DATA FOR ANALYSIS >>
● ● ●

Issue #893, opened 2021-07-14
Provide default order for region model


ulliholtgrave:
### Motivation
Currently the region and user lists does not have a default order when they get queried. This results in lists with entries that are hard to find. I suggest that we provide a default alphabetical order by the name.

![grafik](https://user-images.githubusercontent.com/15608678/125632813-53ed3865-c4f1-4dba-bab0-c831515261d8.png)

PR #894, opened 2021-07-15
Provide default order for region model

MizukiTemma:
### Short description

● ● ●

AIM OF THE EXERCISE >> Copy each line of the material exactly as written.

ANSWER AREA >>
Issue #893, opened 2021-07-14
Provide default order for region model


ulliholtgrave:
### Motivation
Currently the region and user lists does not have a default order when they get queried. This results in lists with entries that are hard to find. I suggest that we provide a default alphabetical order by the name.

![grafik](https://user-images.githubusercontent.com/15608678/125632813-53ed3865-c4f1-4dba-bab0-c831515261d8.png)

PR #894, opened 2021-07-15
Provide default order for region model

MizukiTemma:
### Short description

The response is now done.